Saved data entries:
::::
PR #1800, opened 2017-06-28
Upgrade go-marathon to dd6cbd4.

### LINKED ISSUE #1743: Marathon provider on 1.3?
### What did you do?

Upgrade traefik from 1.2 to 1.3, when I try to start the app it says that it contains invalid responses from marathon 1.4.2. and the marathon provider do not work.

Marathon provider working

```
Version:      v1.3.0
Codename:     raclette
Go version:   go1.8.3
```

I run traefik inside docker(alpine) against a DC/OS 1.9 cluster without any authentication. Apart from marathon provider I use ```file``` provider  (it works).

```toml
endpoint = "http://172.16.8.161:8080,http://172.16.8.162:8080,http://172.16.8.163:8080"
watch = true
domain = "ikcloud.xx.es"
```

```shell
time="2017-06-13T14:38:39Z" level=error msg="Failed to create a client for marathon, error: invalid response from Marathon"
time="2017-06-13T14:38:39Z" level=debug msg="Configuration received from provider marathon: null"
```

Any hints on this?

timoreimann:
Fixes a problem with `UnreachableStrategy` being available now in two type-incompatible formats (object and string).

Fixes #1743.

### DIFF
--- a/glide.yaml
+++ b/glide.yaml
@@ -93,7 +93,7 @@ import:
 - package: k8s.io/client-go
   version: v2.0.0
 - package: github.com/gambol99/go-marathon
-  version: d672c6fbb499596869d95146a26e7d0746c06c54
+  version: dd6cbd4c2d71294a19fb89158f2a00d427f174ab
 - package: github.com/ArthurHlt/go-eureka-client
   subpackages:
   - eureka
--- a/glide.lock
+++ b/glide.lock
@@ -1,5 +1,5 @@
-hash: 6e206389bc4f381387be8b5f0cc5a41224329752654ddb3c2a805adde0333217
-updated: 2017-06-17T14:30:19.890844996+02:00
+hash: 9a62fe4058ef43ed185d96638322dd3d44ae21f7f65fae14c4c6d404876c2872
+updated: 2017-06-28T15:47:14.848940186+02:00
 imports:
 - name: cloud.google.com/go
   version: 2e6a95edb1071d750f6d7db777bf66cd2997af6c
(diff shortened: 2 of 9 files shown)


timoreimann:
Missed to update one transitive dep. Doing that now...

ldez:
https://github.com/gambol99/go-marathon/compare/15ea23e360abb8b25071e677aed344f31838e403...dd6cbd4c2d71294a19fb89158f2a00d427f174ab

https://github.com/donovanhide/eventsource/compare/fd1de70867126402be23c306e1ce32828455d85b...441a03aa37b3329bbb79f43de81914ea18724718

glide.yaml
```diff
@@ -93,7 +93,6 @@ import:
 - package: k8s.io/client-go
   version: v2.0.0
 - package: github.com/gambol99/go-marathon
-  version: d672c6fbb499596869d95146a26e7d0746c06c54
```
ldez: please add the hash instead remove it

ldez: if you don't do that you produce side effect when other dependencies are added.

timoreimann: Not sure I understand... why do we need the hash with go-marathon when we don't specify one with the vast majority of other dependencies?

Semantically, we shouldn't have to add it as we are not after a specific version: When we upgrade go-marathon, we tend to look for to latest.

ldez: It's hard to explain, sorry if I will misspoke.

Currently when you add a dependency, you don't need to pin version to yml (as we did before)

Glide do some "random" update when some version are not fixed.
I don't know exactly why, but I know Glide love the past and not the present...
Some dependencies don't update when you add a dependency but not all...

To be "safe", some dependencies must be fixed. (IMHO in the yml all dependencies must be fixed on version or hash)

I know this is not prefect but I don't want to do again a +8 hours of hash analysis.

timoreimann: Sure, understood. FWIW, a number of glide problems can be resolved by clearing the cache up-front (i.e., running `glide cc`); but I know from experience that it doesn't always help.

I updated the YML file and hash. Hope it's okay now.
::::
#### Task instructions
Retrieve each line of the data in which the word "invalid" can be found.

#### Solution below
Upgrade traefik from 1.2 to 1.3, when I try to start the app it says that it contains invalid responses from marathon 1.4.2. and the marathon provider do not work.
time="2017-06-13T14:38:39Z" level=error msg="Failed to create a client for marathon, error: invalid response from Marathon"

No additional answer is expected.